第23章
第23章
火車開了幾天才到四川江油,趙旻在車上倒老老實實,沒再纏着應聞隽,他似乎忙得很,中間路過太原停靠補給時,趙旻還抽空下去一趟,回來後給應聞隽帶了碗八珍湯,閑談間才得知趙旻下車是找地方打電話去了。
應聞隽識趣的很,沒問趙旻是打回天津還是打去四川。他若有所思,把碗送到嘴邊,小口小口地往嘴裏抿,突然來了句:“回去後看見你小姑怎麽辦。”
趙旻有些莫名其妙:“什麽怎麽辦?我小姑不也是你小姨?該怎麽辦就怎麽辦呗。你這話問的好奇怪。”
應聞隽沉默一瞬,喚了個稱呼:“小姨應當不想看見我,當年我進宋家這件事情,在家裏鬧得很大,幾乎所有親戚都和我們斷絕來往了,小姨她……是反應最激烈的一個。”
“你放心,她激烈反對,絕不是覺得有辱門風,你到時候就站我身後,別的什麽都不用擔心,保準我小姑看見你高高興興的。”趙旻漫不經心,不當回事,躺在應聞隽腿上翻看報紙。

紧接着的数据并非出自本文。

PR #1042, opened 2021-02-02
Fix min_zoom for sources/north-america

rbuffat:


imagico:
Could you explain what the source of these min_zoom values is?  In 

https://raw.githubusercontent.com/osmlab/editor-layer-index/4765cdbf060a9008ca3732de32972397dcc6d954/sources/north-america/us/osmim-imagicode-LC80770232017156LGN00.geojson

for example you add a min_zoom value of 5 while the layer returns perfectly valid tiles at lower zoom levels:

https://www.imagico.de/map/osmim_tiles.php?z=3&x=0&y=5&layer=LC80770232017156LGN00

For better understanding:  The OSMIM tile serving script has no lower zoom level limit.  For empty tiles it returns a 302 redirect to an empty PNG at the lower zoom levels (that includes those tiles within the layer bounds but where the image coverage is too small to produce a non-empty tile) and a 404 at the higher zoom levels.

rbuffat:
> Could you explain what the source of these min_zoom values is?

@imagico I would say to a degree purely subjective judgment. It is the first zoom level where the[ image hash ](http://www.hackerfactor.com/blog/index.php?/archives/432-Looks-Like-It.html) is not the same as an all-white image. 

osmim-imagicode-LC80770232017156LGN00

I can't say what a reasonable definition for min_zoom is that works for all cases. 
* The first zoom level an image is returned?
* The first zoom level a nonuniform image is returned?
* The first zoom level where at least X pixels are not the background color?
 
In practice, for sources with "small" geometries, the first zoom levels are probably not the most relevant ones.

What is your opinion? 

Here some more examples:

JapanGSIairphotoImagery
USGSImagery

imagico:
Without knowing what the practical purpose of the min_zoom value is i cannot form an opinion.  By concern is future updates of the layer information.  If there are subjectively chosen min_zoom values added i can no more automatically update the layer metadata and would need to move to just adding new layers instead of updating everything.

rbuffat:
@imagico If you prefer I can revert the changes for all osmim sources.

PR #1045, opened 2021-02-03
stadtplan does not exist anymore

datendelphin:


rbuffat:
The source seems still to work, do you know more about it?

datendelphin:
I just went through the list of layers on mapproxy.osm.ch in preparation to migrate it to a new server. While the proxy cache is still there, the underlying wms is not reachable anymore. It looks like geo basiskarte zuerich might be an alternative, but that wms supports more projections so no need for the sosm mapproxy. Though this file could be recycled maybe, not sure of the extent.

rbuffat:
@datendelphin that explains it. merci!

rbuffat:
@datendelphin 

https://raw.githubusercontent.com/osmlab/editor-layer-index/gh-pages/sources/europe/ch/Stadt_Bern_10cm-2016-TMS.geojson

and 

https://raw.githubusercontent.com/osmlab/editor-layer-index/gh-pages/sources/europe/ch/Stadt_Bern-10cm25cm-2012.geojson

seem to be not working anymore. They are both also available from a WMS server: https://www.bern.ch/open-government-data-ogd/ogd-nach-themen/geodaten-ogd

Should we change them from the sosm mapproxy to the WMS server?

datendelphin:
Ah missed that one in ELI. Yes the wms server now supports the required projection so there is no need for the mapproxy anymore. If it does not work, we can add it back to the mapproxy of course

PR #1049, opened 2021-02-07
Create TIGER 2020 roads layer.

iandees:
Adds the TIGER 2020 roads layer based on the recently-released TIGER 2020 data.


rbuffat:
@iandees Is there somewhere a website indicating the license of the data?

iandees:
No. It's OSM data and US Census data, which is public domain (doesn't have a license).

rbuffat:
I think it would be nice if every source includes enough information so that somebody not familiar with the situation can find out about the license the data was published (e.g. if there is an official homepage that states that the data is public domain or an osm wiki entry that describes the situation). 

Maybe https://wiki.openstreetmap.org/wiki/TIGER?

PR #923, opened 2020-09-11
Add Kanton Basel Stadt 2017

rbuffat:
This source is listed in JOSM but not here.

"This imagery is provided via a proxy operated by https://sosm.ch/"

PR #1052, opened 2021-02-07
Add Kanton Basel Stadt 2020 imagery

rbuffat:
There is new imagery for 2020 on the WMS servers of Basel Stadt: https://www.geocat.ch/geonetwork/srv/ger/md.viewer#/full_view/7f23054c-4979-45be-be0c-d89f9a9c2756
respectively https://opendata.swiss/de/dataset/true-orthofoto-2020-marz
The license is probably  CC BY 3.0 CH: https://www.geo.bs.ch/nutzung/nutzungsbedingungen.html (I'm not 100% sure which category the data belongs to, but I guess it is the same as the 2017 imagery). 

@simonpoole Could you have a look at this? Is this dataset also covered by the waiver you obtained in https://github.com/osmlab/editor-layer-index/pull/923#issuecomment-766756894 ?


simonpoole:
Quoting from the waiver

> ...with respect to any imagery Kanton Ba- sel-Stadt has released or releases in the future under a CC BY 3.0 license, Kanton Basel-Stadt waives any and all conditions of the license that could conflict with or prohibit free and unencum- bered use of that imagery to derive or extract data,...

So yes, it covers this imagery too. My bad that I haven't put the waiver anywhere reasonable yet, I'll get that done once I'm back from vacation.

rbuffat:
@simonpoole  Thanks!

PR #1054, opened 2021-02-12
Add Berlin-2020-TrueDOP.geojson most recent

polarbearing:


rbuffat:
@polarbearing Thanks for this pull request. I would propose https://codefor.de/datenschutz/ as privacy policy url as the url points https://tiles.codefor.de/berlin-2020-truedop.... , thus the tiles seem to be hosted by codefor.de and not a berlin.de domain.

I assume the license of the data is „Datenlizenz Deutschland – Namensnennung – Version 2.0", same as the previous Berlin datasets, and there is explicit permission for Berlin https://wiki.openstreetmap.org/wiki/File:2019-06-03_Datenlizenz_Deutschland_Berlin_OSM.pdf

You can also remove the "best": true flag from https://raw.githubusercontent.com/osmlab/editor-layer-index/gh-pages/sources/europe/de/Berlinaerialphotograph2019.geojson

polarbearing:
@rbuffat -  codefor.de (Open Knowledge Foundation) is mirroring the data from fisbroker (fbinter.stadt-berlin.de) (official governmental geo portal). In the JOSM list, we have both URLs for stadt-berlin.de and for codefor.de as mirror, is that technically possible here also?

Thus as stadt-berlin.de has ordered the images being taken, processed them and is the license holder, it is my belief that they should be responsible for the privacy side as well?

Your assumption about the DL-DE-2.0 is correct, it has an attribution flaw for OSM which needs to be fixed by a waiver, which for Berlin is in the linked PDF. 

As for the "best" flag, yes, if it does not hurt to have the flag twice for a few days, my plan was to go through the other Berlin files the next days, and update the license link (which changed last year for all layers), improve the naming of the layers and fix the 'true' and 'historic' flags. Is that ok?

rbuffat:
> @rbuffat - codefor.de (Open Knowledge Foundation) is mirroring the data from fisbroker (fbinter.stadt-berlin.de) (official governmental geo portal). In the JOSM list, we have both URLs for stadt-berlin.de and for codefor.de as mirror, is that technically possible here also?

There is currently no possibility to mark mirrors, although it would be possible to just add a second geojson. But I would suggest keeping only one source. 


> Thus as stadt-berlin.de has ordered the images being taken, processed them and is the license holder, it is my belief that they should be responsible for the privacy side as well?

The privacy policy typically contains information about how personal data is saved (e.g. cookies, IP addresses, etc). If the server containing the tiles is operated by codefor.de typically their privacy policy applies. 

> Your assumption about the DL-DE-2.0 is correct, it has an attribution flaw for OSM which needs to be fixed by a waiver, which for Berlin is in the linked PDF.
> 
> As for the "best" flag, yes, if it does not hurt to have the flag twice for a few days, my plan was to go through the other Berlin files the next days, and update the license link (which changed last year for all layers), improve the naming of the layers and fix the 'true' and 'historic' flags. Is that ok?

No worries, should we leave this PR open during this time or would you prefer creating a second PR? Feel free to ask any questions if they arise.

polarbearing:
Ok, I have changed the privacy link to codefor.de, and also added them in the attribution line so they are recognised as mirror. We'll stick to the codefor.de then in this index. 

I prefer this PR to be merged and will make a separate PR for updating the other files, being different purposes.

polarbearing:
followup in #1056

rbuffat:
Thanks! @polarbearing

PR #1063, opened 2021-02-22
Poland geoportal update

Asteliks:
This PR solves issue https://github.com/osmlab/editor-layer-index/issues/1060 and adds three new sources form Geoportal 2:

- building layouts map,
- street names,
- address points

Issue #1039, opened 2021-01-31
Pull request / strict check workflow has trouble with some characters


rbuffat:
The current workflow to check new files has some problems if e.g. a filename contains a `(` or `)`. These characters should be escaped before the filenames are used.

E.g. 
```
python scripts/strict_check.py sources/europe/pl/GliwiceOrthophotomap2013(aerialimage).geojson sources/europe/pl/GliwiceOrthophotomap2017(aerialimage).geojson sources/europe/pl/GliwiceOrthophotomap2018(aerialimage).geojson sources/europe/pl/GliwiceOrthophotomap2020(aerialimage).geojson sources/south-america/br/Rio_2015.geojson
```

PR #1064, opened 2021-02-22
Poland: Outdated maps removal

Asteliks:
This PR is a result of months of checking which sources are still available and which we can use. In general the story goes as follows:  the data has been moved to the national system thus we no longer maintain it. Based on that I request that first the missing layers should be added from the national system (https://github.com/osmlab/editor-layer-index/pull/1063) and only then this PR can be merged as a form of clean up. As for the other sources highlighted by the [watchdog](https://rbuffat.github.io/eli_watchdog/) these still work / can be updated to work.


Asteliks:
@rbuffat  check failed probably due to: https://github.com/osmlab/editor-layer-index/issues/1039?

rbuffat:
Yes I think this is the reason that the tests fail. I hope that I will have time too look at it in the next days.

rbuffat:
@Asteliks I hope I found a fix for https://github.com/osmlab/editor-layer-index/issues/1039. Would it be possible to rebase / merge the current gh-pages in your branch to test it?

Asteliks:
@rbuffat seems to be working here

rbuffat:
@Asteliks Thanks for making the effort and going through all the sources!

PR #1075, opened 2021-03-06
Add building overlay for Norway

NKAmapper:
[JOSM entry](https://josm.openstreetmap.de/wiki/Maps/Norway#KartverketBuildingsoverlay)

[Permission](https://forum.openstreetmap.org/viewtopic.php?id=71994)

[Data protection policy](https://www.kartverket.no/en/about-kartverket/data-protection-policy)


rbuffat:
Thanks @NKAmapper !

Issue #1071, opened 2021-03-01
Swisstopo data


paulw1010:
Today the Federal Office of Topography (Swisstopo) in Switzerland released their data for open access use. ~~Many layers are now available for use in OSM~~ (**edit: discussions on use of data still ongoing**) including the national map, hi-res imagery, and hillshade. They cover both Switzerland and Liechtenstein.

## URL of the imagery
https://wms.geo.admin.ch/

## Two letter country code
CH and LI

## Desired layers

Here are some of the layers most useful for OSM. Others can be found [here](https://map.geo.admin.ch/). To make a WMS link, use the following format 

`https://wms.geo.admin.ch/?FORMAT=image/png&TRANSPARENT=TRUE&VERSION=1.3.0&SERVICE=WMS&REQUEST=GetMap&LAYERS=<YOUR LAYER HERE>&STYLES=&CRS={proj}&WIDTH={width}&HEIGHT={height}&BBOX={bbox}`

- Swisstopo national map (1:10,000) ([WMS link](https://wms.geo.admin.ch/?FORMAT=image/png&TRANSPARENT=TRUE&VERSION=1.3.0&SERVICE=WMS&REQUEST=GetMap&LAYERS=ch.swisstopo.landeskarte-farbe-10&STYLES=&CRS={proj}&WIDTH={width}&HEIGHT={height}&BBOX={bbox}))

- Swissimage (most recent) ([WMS link](https://wms.geo.admin.ch/?FORMAT=image/png&TRANSPARENT=TRUE&VERSION=1.3.0&SERVICE=WMS&REQUEST=GetMap&LAYERS=ch.swisstopo.swissimage&STYLES=&CRS={proj}&WIDTH={width}&HEIGHT={height}&BBOX={bbox}))

- SwissALTI3D Multidirectional Hillshade ([WMS link](https://wms.geo.admin.ch/?FORMAT=image/png&TRANSPARENT=TRUE&VERSION=1.3.0&SERVICE=WMS&REQUEST=GetMap&LAYERS=ch.swisstopo.swissalti3d-reliefschattierung&STYLES=&CRS={proj}&WIDTH={width}&HEIGHT={height}&BBOX={bbox}))

## License

No CC license or anything, just this disclaimer...

> The conditions of use allow free use for all purposes and oblige the user to indicate the source as “Source: Federal Office of Topography swisstopo” or “© swisstopo”.

[...]

PR #1080, opened 2021-03-07
Add europe/ch swisstopo swissimage + elevation hillshade

rbuffat:
Based on the feedback provided by @paulw1010 and @simonpoole in https://github.com/osmlab/editor-layer-index/issues/1071  I created a PR for the swissimage / swissalti and swisssurface datasets. 

Issues:
* At the moment the country code is only set to CH, but the data is also available for Lichtenstein.
* The swissSurface3D layer currently contains the geometry for Switzerland + Lichtenstein, but currently it is only available for the west and east. But in the next 1-2 years it will be available for the whole country. 

@simonpoole  Would it be good to have an OSM wiki page to track the current status of what swisstopo datasets can be used?


simonpoole:
@rbuffat I'm preparing another post on the matter with input from swisstopo, as soon as I have a sentence or two that can be quoted from swisstopo I'll add it to the wiki and give the go ahead here.

simonpoole:
See https://wiki.openstreetmap.org/wiki/Swisstopo_data_use good to go from my pov.

rbuffat:
Thanks @simonpoole @paulw1010!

應聞隽見狀,只好不再問了,心中卻對小姨趙芸那雷厲風行說一不二的性子本能膽怯畏懼。
衆人一出火車站,趙家便派了車來接,從車上下來一管家模樣的人接過衆人手中的行李箱,對趙旻道:“少爺回來也不打個招呼,小姐先前去開封進貨了,火車明日才要到江油呢。怎麽張媽這次沒跟着一起回來?”
一聽趙芸今日不在,應聞隽松了口氣。
本以為趙岩新喪期間,趙旻要先回老宅看看,誰知管家直接一腳油門,把他們送回了趙芸在外的私宅。趙旻也沒反駁,這讓應聞隽對趙家父子的關系更加好奇。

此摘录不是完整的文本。